The Myanmar Press Council was formed, after the abolition of the junta’s pre-publication censorship laws in 2012. The council was initially appointed by the Ministry of Information but, after much criticism from the local media, it is now made up of representatives of private media, supposedly to be more independent and impartial.

According to K, he and most others resigned after the coup, as they could no longer perform their duties as per the news media law and the constitution. In fact, many members resigned after issuing statements against the Cybersecurity Bill, promulgated by the military government, which all but ensures restrictions on freedom of speech and rights to information.

K says “I resigned simply because we can no longer perform our duties, as per the military’s demands, and to protect journalists and the right of citizens to access information.”

Yamin Myatt Aye, an author and freelance journalist, says that all those who declare, with pride, that they are journalists clearly know that the junta government is illegitimate and that they do not need to follow its instructions. She believes that the military government will only put more pressure on the news media from now on.

“I’m 90% sure that local media publishing rights and licenses will be revoked, as the two free-to-air channels (Democrative Voice of Burma and Mizzima [sic]) lost their broadcasting rights soon after the military staged the coup,” said Yamin Myatt Aye.

Soon after the coup, the Ministry of Information sent notices to local media to stop using terms like “coup government”, “coup regime” or “military coup”, instead using phrases like “military seizing power”.

The requests have been soundly rejected by at least 40 news organisations, claiming that the military’s demands were neither constitutional nor in line with extant news media laws.

Police arrest Myanmar Now journalist Kay Zon Nwe in Yangon on February 27, 2021, as protesters were taking part in a demonstration against the military coup. (Photo by Ye Aung THU / AFP)

Ongoing conflict

While it is still too soon to tell whether the news media will be cowed by the military’s might, what’s for sure is that the police are now indiscriminately attacking and arresting members of the press.

On February 26th, a Japanese freelance journalist, Yuki Kitazuni, was arrested by the police and detained. He was released a few hours later and told the Japanese news media that the police feigned ignorance and mistakenly arrested him despite a clear indication of PRESS displayed on his helmet.

The next day, a countrywide crackdown on peaceful protests saw a sizable number of journalists arrested. The NGO Athan reports that, on February 27th alone, 19 journalists were arrested with 10 released again, 6 are still in detention and the fate of 3 is still unknown. Kachin State saw the arrest of 6 journalists, Yangon the second highest with 5 and Sagaing with 3.

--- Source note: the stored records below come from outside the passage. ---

PR #2434, opened 2024-07-31
api: revamp custom coefficients API

mloubout:
Superseeds #1644


FabioLuporini (commented):
This is great, thanks!

Couple of questions, mostly related to the aesthetics of the API

* do we now risk a proliferation of `f.d(weights=weights, ...)` in the PDE specification? things might get a little noisy 
  * Is it useless or perhaps difficult to provide, in addition, an API such that if you do `obj = Space(f, w, ...)` then `obj.dx == f.dx(weights=w)` ?
* I think, now that we're revamping the API, we need to add an alias such that `f.dx(weights=w0) == f.dx(w=w0)` , again to minimize verbosity
* EvalDerivatives and IndexDerivatives are all constructed automatically and seamlessly regardless of whether taylor or custom coefficients are use, right?

mloubout:
> do we now risk a proliferation of f.d(weights=weights, ...) in the PDE specification?

Well yes, and no. One thing that will be added to tuto doc is that you can provide your own backend for FD through `fd_weights_registry`  so if you gonna have your own coefficients everywhere you can create your own `my_custom_weight` and then add it to `fd_weights_registry` and then use it 

>we need to add an alias such that f.dx(weights=w0) == f.dx(w=w0) 

Completely fine yes, will add it

>EvalDerivatives and IndexDerivative

Yes, It actually makes everything quite simpler for the compiler, everything now goes through standard FD and creates EvalDerivatives and IndexDerivative. There is no more intricated post-process replacement pass after evaluation.

EdCaunt (commented):
Looks like a pretty big cleanup, much needed.

There should be a test to make sure that changing the weights of a `Derivative` changes the hash, and that two `Derivative`s with identical weights + spec hash the same. Also tests for pickling and unpickling derivatives with custom coefficients.

EdCaunt:
> do we now risk a proliferation of f.d(weights=weights, ...) in the PDE specification?
The user can also do something like:
```
subs = {f.dx: f.dx(weights=weights0),
             f.dy: f.dy(weights=weights0),
             f.dx2: f.dx2(weights=weights1)}
eq0 = Eq(f, f.dx + f.dx2)
eq1 = Eq(f, f.dx + f.dy +1)
eqs = [eq.subs(subs) for eq in (eq0, eq1)]
```
We should probably have a test for this

EdCaunt:
We should also check that:
```
solve(f.dx(weights=weights), f.forward)
```
works correctly

examples/seismic/tutorials/07_DRP_schemes.ipynb
georgebisbas, line 1: Do the big figure changes need to be committed?

examples/seismic/tutorials/07_DRP_schemes.ipynb
```diff
@@ -492,23 +489,21 @@
...
+    "                      1.64875, -0.223818, 0.0274017])\n",
+    "\n",
     "ux_u_coeffs = weights_u/x.spacing**2\n",
     "uz_u_coeffs = weights_u/z.spacing**2\n",
     "ux_l_coeffs = weights_l/x.spacing**2\n",
     "uz_l_coeffs = weights_l/z.spacing**2\n",
     "\n",
     "u_lap = u_DRP.dx2(weights=ux_u_coeffs) + u_DRP.dy2(weights=uz_u_coeffs)\n",
-    "l_lap = u_DRP.dx2(weights=ux_l_coeffs) + u_DRP.dy2(weights=uz_l_coeffs)\n",
+    "l_lap = u_DRP.dx2(weights=ux_l_coeffs, fd_order=order-4) + u_DRP.dy2(weights=uz_l_coeffs, fd_order=order-4)\n",
```
mloubout, line 506: ??

EdCaunt: With the new interface, you can completely truncate the zeroes off the end of the stencil in the lower section of the domain. Think it should reduce computational cost unless there's some symbolic optimisation during lowering which removes the zero coefficients anyway

examples/seismic/tutorials/07_DRP_schemes.ipynb
EdCaunt: Can you avoid committing them somehow?

devito/types/equation.py
```diff
@@ -65,14 +63,43 @@ class Eq(sympy.Eq, Evaluable):
...
 
         return obj
 
+    @classmethod
+    def _apply_coeffs(cls, expr, coefficients):
+        """
+        This process legacy API of Substitution/Coefficients applying the weights
+        to the target Derivatives.
+        """
+        from devito.symbolics import retrieve_derivatives
```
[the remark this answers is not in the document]
mloubout: circular import, this is for legacy support so I think it's ok to keep here

mloubout:
> eqs = [eq.subs(subs) for eq in (eq0, eq1)]

I would prefer to avoid adding these type of constructions that are not really good or clean

EdCaunt:
Notebook needs the text reworking. It still references the old API throughout.

examples/seismic/tutorials/07_DRP_schemes.ipynb
georgebisbas: is the image indeed different?
If not, one thing I do is 'git add -p' 
https://nuclearsquid.com/writings/git-add/

devito/ir/clusters/algorithms.py
```diff
@@ -663,8 +663,18 @@ def _normalize_reductions_dense(cluster, mapper, sregistry, platform):
                 a = mapper[rhs] = Array(name=name, dtype=e.dtype, dimensions=dims,
                                         grid=grid)
 
-                processed.extend([Eq(a.indexify(), rhs),
-                                  e.func(lhs, a.indexify())])
+                # Populate the Array (the "map" part)
+                processed.append(e.func(a.indexify(), rhs, operation=None))
+
+                # Set all untouched entried to the identity value if necessary
```
georgebisbas, line 669: entries

EdCaunt (approved):

devito/finite_differences/tools.py
```diff
@@ -305,6 +283,12 @@ def generate_indices(expr, dim, order, side=None, matvec=None, x0=None):
         else:
             o_min -= 1
 
+    if nweights > 0 and (o_max - o_min + 1) != nweights:
+        assert nweights == (o_max - o_min + 1) + 1
```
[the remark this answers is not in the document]
FabioLuporini: agree

devito/finite_differences/tools.py
```diff
@@ -325,3 +309,16 @@ def make_shift_x0(shift, ndim):
             raise ValueError("ndim length must be equal to 1 or 2")
     raise ValueError("shift parameter must be one of the following options: "
                      "None, float or tuple with shape equal to %s" % (ndim,))
+
+
+def process_weights(weights, expr):
+    if weights is None:
+        return 0, None
+    elif isinstance(weights, Function):
+        wdim = {d for d in weights.dimensions if d not in expr.dimensions}
```
FabioLuporini, line 318: potential nitpicking and therefore ignorable:

is it worth introducing a `SymbolicWeights` subclass (can't call it just `Weights` because it'd be the same name as `finite_differences/differentiable.py::Weights`) and add a few properties such as `.dimension` ? or is this impossible because you need `expr`?

devito/finite_differences/tools.py
```diff
@@ -325,3 +309,16 @@ def make_shift_x0(shift, ndim):
...
+        assert len(wdim) == 1
+        wdim = wdim.pop()
+        shape = weights.shape
+        return shape[weights.dimensions.index(wdim)], wdim
+    else:
+        return len(list(weights)), None
```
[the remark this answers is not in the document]
FabioLuporini: perhaps weights could be a generator?

devito/types/equation.py
```diff
@@ -65,14 +63,43 @@ class Eq(sympy.Eq, Evaluable):
 
     def __new__(cls, lhs, rhs=0, subdomain=None, coefficients=None, implicit_dims=None,
                 **kwargs):
+        if coefficients is not None:
```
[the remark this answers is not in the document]
FabioLuporini: yeah this is basically my comment above, we probably need a global flag somewhere 

or here's another idea...

we could add a `deprecated(..., flag='symbolic_coefficients')` that internally performs voodoo -- example, flagging the `'symbolic_coefficients'` entry in a data structure such that only the first time `deprecated` with that flag is encountered the message is printed
so by using the same flag name in different places we would ensure uniqueness of the message

but yeah, just a random thought

devito/types/equation.py
```diff
@@ -65,14 +63,43 @@ class Eq(sympy.Eq, Evaluable):
...
+            warn("The Substitution API is deprecated and will be removed, "
+                 "coefficients should be passed directly to the derivative object"
+                 " i.e `u.dx(weights=...)",
+                 DeprecationWarning, stacklevel=2)
         kwargs['evaluate'] = False
+        # Backward compat
+        rhs = cls._apply_coeffs(rhs, coefficients)
+        lhs = cls._apply_coeffs(lhs, coefficients)
         obj = sympy.Eq.__new__(cls, lhs, rhs, **kwargs)
```
FabioLuporini, line 75: nitpicking: blank lines above and below?

examples/seismic/model.py
```diff
@@ -356,7 +356,7 @@ def _cfl_coeff(self):
         if 'lam' in self._physical_parameters or 'vs' in self._physical_parameters:
             coeffs = fd_w(1, range(-self.space_order//2+1, self.space_order//2+1), .5)
             c_fd = sum(np.abs(coeffs[-1][-1])) / 2
-            return np.sqrt(self.dim) / self.dim / c_fd
+            return .95 * np.sqrt(self.dim) / self.dim / c_fd
```
FabioLuporini, line 359: so this justifies the change in expected norm values above?

examples/seismic/viscoelastic/viscoelastic_example.py
```diff
@@ -41,8 +41,8 @@ def run(shape=(50, 50), spacing=(20.0, 20.0), tn=1000.0,
 @pytest.mark.parametrize("dtype", [np.float32, np.float64])
 def test_viscoelastic(dtype):
     _, _, _, [rec1, rec2, v, tau] = run(dtype=dtype)
-    assert np.isclose(norm(rec1), 12.30114, atol=1e-3, rtol=0)
-    assert np.isclose(norm(rec2), 0.312462, atol=1e-3, rtol=0)
+    assert np.isclose(norm(rec1), 12.62339, atol=1e-3, rtol=0)
```
FabioLuporini, line 44: same here as above

devito/finite_differences/derivative.py
```diff
@@ -9,13 +9,13 @@
...
 from devito.tools import (as_mapper, as_tuple, filter_ordered, frozendict, is_integer,
-                          Reconstructable)
+                          Pickable)
 from devito.types.utils import DimensionTuple
 
 __all__ = ['Derivative']
 
 
-class Derivative(sympy.Derivative, Differentiable, Reconstructable):
+class Derivative(sympy.Derivative, Differentiable, Pickable):
```
FabioLuporini, line 18: why isn't Reconstructable enough ?

mloubout: You only get sympy's rkwargs at pickle if you only use Reconstructable so you would loose all the x0/weights/side/transpose at pickle, quite weird it didn't trigger a bug before

examples/seismic/model.py
mloubout: Yes. The CFL bound is extremely tight without it so for some complicated models it can become unstable, this is safer

devito/finite_differences/tools.py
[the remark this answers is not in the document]
mloubout: It can also be `Weights` which behave weirdly with `len`

devito/finite_differences/derivative.py
FabioLuporini: I wonder whether it's due to this , which we *might* want to lift in Reconstructable. Because as for the rest a Pickable should reconstruct like a Reconstructable...

anyway, no need to investigate now

devito/finite_differences/coefficients.py
```diff
@@ -1,73 +1,15 @@
...
-        if dimension.is_Time:
-            if wl != function.time_order:
-                raise ValueError("Number of FD weights provided does not "
-                                 "match the functions space_order")
-        elif dimension.is_Space:
-            if wl != function.space_order:
-                raise ValueError("Number of FD weights provided does not "
-                                 "match the functions space_order")
-
+        deprecations.coeff_warn
```
FabioLuporini, line 8: nitpicking: perhaps a memoized_meth would be neater because you're performing an action rather than retrieving a property

but really, this is super-nitpicking. Can revisit another day

FabioLuporini (approved):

Whatever the fate of the news media in the coming few weeks, what is for sure is that most private news media, and the people, are both entirely against the military coup government.

In much the same way that Myanmar 2021’s coup has pushed citizens, in many walks of life and across generations, NLD supporters or not, to fight against military dictatorship, the military has created a situation where journalists in Myanmar must stand with the protesters.